Watchdog of the Indian constitution, entrusted with the mighty task of dispensing justice in
the country, Judiciary of India forms one of the three main pillars of the union government.
Judiciary ensures justice and equality to every individual and institutions, therefore, the
makers of the constitution upheld the sanctity and prestige of the revered institution by
placing provisions under articles 129 and 215 of the constitution, which enables the courts to
hold individuals in contempt if they attempt to demean or belittle their authority. There have
been several legislations passed since as early as 1926 to govern the law of contempt in the
country, the current one being The Contempt of Courts Act, 1971 which stood amended last
in 2006.

The law pertaining to contempt in India, like all other laws in the country, traces its history to
English laws and statutes. It is interesting to note in this context that there were no statutory
laws to this effect until the year 1926 and the law relating to contempt was governed by the
corresponding British legal principles and laws governing their superior courts of record. The
Contempt of Courts Act, 1926 was the first statutory legislation that granted powers to High
Courts of Judicature established by Letters Patent to punish contempts of subordinates courts.
The Act, however, failed to provide for contempt of courts subordinate to Chief Courts and
Judicial Commissioner’s Court, as also for an extra-territorial jurisdiction of High Courts and
was therefore repealed by The Contempt of Courts Act, 1952, with the institution of which
all the respective Indian states Acts also stood rescinded.

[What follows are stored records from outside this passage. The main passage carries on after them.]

PR #143, opened 2021-11-10
Feature/async await refactor

GrandLarseny:
I was having problems using the async functions in a project. Seems like it might be a namespace collision with the futures-based execution function.

### DIFF
--- a/Sources/Async/BackendService+Async.swift
+++ b/Sources/Async/BackendService+Async.swift
@@ -16,7 +16,7 @@ extension BackendServiceProtocol {
     /// - Parameters:
     ///   - request: The Request to be executed.
     /// - Returns: The decodable type specified in the `Request`.
-    public func execute<T, U>(request: Request<T, U>) async throws -> T {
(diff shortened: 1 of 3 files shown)


Sources/Async/BackendService+Async.swift
```diff
@@ -16,7 +16,7 @@ extension BackendServiceProtocol {
     /// - Parameters:
     ///   - request: The Request to be executed.
     /// - Returns: The decodable type specified in the `Request`.
-    public func execute<T, U>(request: Request<T, U>) async throws -> T {
+    public func executeAsync<T, U>(request: Request<T, U>) async throws -> T {
```
wmcginty, line 19: Should we rename `executeWithResult` similarly (even though it doesn't have a similar naming issue currently) ?

GrandLarseny: Ugh, nevermind. Gonna delete this PR because I'm a goober who tried to implement the `async execute` wrong.

There's no namespace problem, it was an error I should have encountered earlier with an improperly defined `Request`. 

It's all working now.

PR #145, opened 2021-11-30
Wrap access to tasks variable in dispatch queue async

GrandLarseny:
Wrap references to `TransportService` variable `tasks` in a serialized dispatch queue.

### DIFF
--- a/Sources/Hyperspace/Service/Transport/TransportService.swift
+++ b/Sources/Hyperspace/Service/Transport/TransportService.swift
@@ -14,7 +14,7 @@ public class TransportService {
     // MARK: - Properties
     
     let session: TransportSession
-    private let queue = DispatchQueue(label: "Hyperspace.tasks.sync")
+    private let queue = DispatchQueue(label: "com.bottlerocketstudios.hyperspace.tasks")
     private(set) var networkActivityController: NetworkActivityController?
     private var tasks = [URLRequest: TransportDataTask]()
     
@@ -47,19 +47,19 @@ extension TransportService: Transporting {
         queue.async { [weak self] in
             self?.tasks[request] = task
             task.resume()
-
-            self?.networkActivityController?.start()
         }
+
+        networkActivityController?.start()
     }
     
     public func cancelTask(for request: URLRequest) {
-        queue.async { [weak self] in
+        queue.sync { [weak self] in
             self?.tasks[request]?.cancel()
         }
     }
     
     public func cancelAllTasks() {
-        queue.async { [weak self] in
+        queue.sync { [weak self] in
             self?.tasks.forEach { $1.cancel() }
         }
     }
--- a/Sources/Hyperspace/Service/Transport/TransportService.swift
+++ b/Sources/Hyperspace/Service/Transport/TransportService.swift
@@ -14,6 +14,7 @@ public class TransportService {
     // MARK: - Properties
     
     let session: TransportSession
+    private let queue = DispatchQueue(label: "Hyperspace.tasks.sync")
     private(set) var networkActivityController: NetworkActivityController?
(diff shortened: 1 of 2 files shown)


Sources/Hyperspace/Service/Transport/TransportService.swift
```diff
@@ -42,19 +43,25 @@ extension TransportService: Transporting {
...
-        tasks[request] = task
-        task.resume()
-        
-        networkActivityController?.start()
+
+        queue.async { [weak self] in
+            self?.tasks[request] = task
+            task.resume()
+
+            self?.networkActivityController?.start()
```
wmcginty, line 51: In the interest of symmetry, we should probably either serially `start` and `stop`, or neither. If I remember correctly, `NetworkActivityController` already has an internal queue, so I'd recommend we leave it out of this `queue` altogether.

Sources/Hyperspace/Service/Transport/TransportService.swift
```diff
@@ -42,19 +43,25 @@ extension TransportService: Transporting {
...
+        }
     }
     
     public func cancelTask(for request: URLRequest) {
-        tasks[request]?.cancel()
+        queue.async { [weak self] in
```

The Contempt of Courts Act, 1952 did not confer any new powers on the courts. It, however,
made two significant digressions from the prior Act of 1926 in that, one, it redefined ‘High
Court’ to include the Courts of Judicial Commissioner and two, provided for the aforesaid to
try for contempts subordinate to them as well. Surprisingly though, the term ‘contempt’ had
not been defined in any of the Acts yet and there was a still lot of ambiguity present around
the law of contempt. Also, it was realised that the said law needed to be dealt with in light of
two fundamental rights granted in the constitution, namely, freedom of speech and
expression and right to personal liberty. Thus, there was set up a committee in 1961 under the
chairmanship of late H.N. Sanyal, the recommendations of which took the form of the
Contempt of Courts Act, 1971, and overhauled the entire law relating to contempt in the
country.
CONCLUSION
While studying the history of the Contempt f courts in India, one has to remember that this law
originated in pre-independence India, where the British looked to stifle the criticism of the
judicial system by the public. Though the Contempt of Court Act, 1952 and 1971 have since
repealed many of the stifling provisions of the pre-independence act, some lacunae remain in the
law.

The Law of Contempt of Court has to balance the Freedom of right to speech and expression
granted to the citizens of India as well as the provisions made to enable the judicial system to
function without obstruction of any kind.

Looking at it from this angle one can immediately realize that in a democracy the purpose of the
Contempt of Court power can only be to enable the Court to function. The power is not to
prevent the people from criticizing the Judges if the latter do not function properly or commit
misconduct. The power given is to prevent obstruction of justice.